Extrait (page 26) : 

« Un délicieux parfum, mélange d’épices et de plats gourmands préparés avec brio par ma mère, se diffuse dans la pièce. Je me sens transportée dans ma jeunesse où lors des fêtes de famille, ces mêmes parfums m’emplissaient de bonheur et enveloppaient tout mon être d’une délicieuse chaleur que je retrouve aujourd’hui. En fait, ma définition du bonheur a toujours été de pair avec les bons petits plats de ma mère ou ma grand-mère, j’en souris de plaisir à m’en décrocher la mâchoire. À ce moment d’extrême béatitude, ma mère entre vêtue d’une djellaba bleue avec des liserés dorés pas vraiment gracieux dessinant des arabesques et un turban sur la tête dans les mêmes tons que sa tenue. Il y a tout de même une recherche au niveau vestimentaire mais c’est tout simplement horrible ! Si ce n’était que ça… Elle porte fièrement un vase, comme on porte une coupe de championnat, contenant des fleurs et le pose au centre de la table basse. Ça aurait pu ajouter une agréable touche décorative seulement, elles sont complètement défraîchies ! Je saute littéralement du canapé, entraînant avec moi l’assiette d’amuse-bouche posée sur la table. Je suis partagée entre l’envie de crier, de hurler ou de m’enfuir ! Seulement, ma mère a un tempérament impulsif, voire colérique, dans ses meilleurs moments, donc j’évite d’envenimer la situation ; malgré tout, je nous embarque dans un échange houleux à quelques instants de la venue de Caroline de Sainte Forge… C’est plus fort que moi ! 

— Maman ? Tu peux m’expliquer pourquoi ce bouquet est si défraîchi, enfin plutôt fané ou peut-être est-ce un nouveau style ? Et pourquoi tu ne mettrais pas celui que je t’ai envoyé ce matin pour ton anniversaire ? 

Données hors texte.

PR #1427, opened 2024-05-08
Enable IME on XWayland desktop environment

AiraYumi:
This change fixes the IME to work even if the desktop environment is running on Wayland.

### DIFF
--- a/indra/llwindow/llwindowsdl.cpp
+++ b/indra/llwindow/llwindowsdl.cpp
@@ -654,11 +654,6 @@ BOOL LLWindowSDL::createContext(int x, int y, int width, int height, int bits, B
         SDL_SetHint( std::get<0>(hint), std::get<1>(hint));
     }
 
-#if LL_LINUX
-    // Enable IME on XWayland
-    setenv("XMODIFIERS", std::string("@im=fcitx;ibus").c_str(), 1);
-#endif
-
     std::initializer_list<std::tuple<uint32_t, char const*, bool>> initList=
             { {SDL_INIT_VIDEO,"SDL_INIT_VIDEO", true},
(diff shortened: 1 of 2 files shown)


indra/llwindow/llwindowsdl.cpp
```diff
@@ -654,6 +654,11 @@ BOOL LLWindowSDL::createContext(int x, int y, int width, int height, int bits, B
         SDL_SetHint( std::get<0>(hint), std::get<1>(hint));
     }
 
+#if LL_LINUX
+    // Enable IME on XWayland
+    setenv("XMODIFIERS", std::string("@im=fcitx;ibus").c_str(), 1);
```
Nicky-D, line 659: This should usually be set in via your DE environment/startup and thus globally and there should be no need for any application to overwrite it.

If it absolutely cannot be set for just the viewer, the best place is the viewer startup shell script.

brad-linden: I agree, putting this into `indra/newview/linux_tools/wrapper.sh` would be a better solution

brad-linden (changes requested):

indra/llwindow/llwindowsdl.cpp
AiraYumi: I see.
I'll move there.

AiraYumi:
The environment variable setting location has been moved.

I checked again and found that ime was enabled when using fcitx, but not when using ibus. I don't know the cause.

I can't change it any further at this point, so please review it and merge if it's okay.

brad-linden (approved):

brad-linden:
thanks for the contribution!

— Ton bouquet est dans ma chambre et celui-là, je l’ai pris sur la tombe de pépé ce matin ! Les fleurs seront de circonstance ce soir, tu ne trouves pas ? 

— La tombe de pépé ? Maman, tu ne peux pas me faire ça aujourd’hui ! 

Je respire un grand coup, je reste zen. Je ramasse l’assiette et son contenu que je mets de côté pour le jeter… Je prends ma mère par les épaules, l’éloignant de la table basse en la ménageant au maximum puis je me précipite pour prendre le vase et le pose derrière le canapé afin qu’on ne l’aperçoive pas ». 

  • Crise de Foi de Sylvie B.H. aux éditions Hugo Stern, 270 pages, 19,80€. 

Article et propos recueillis par Gérard Kleczewski.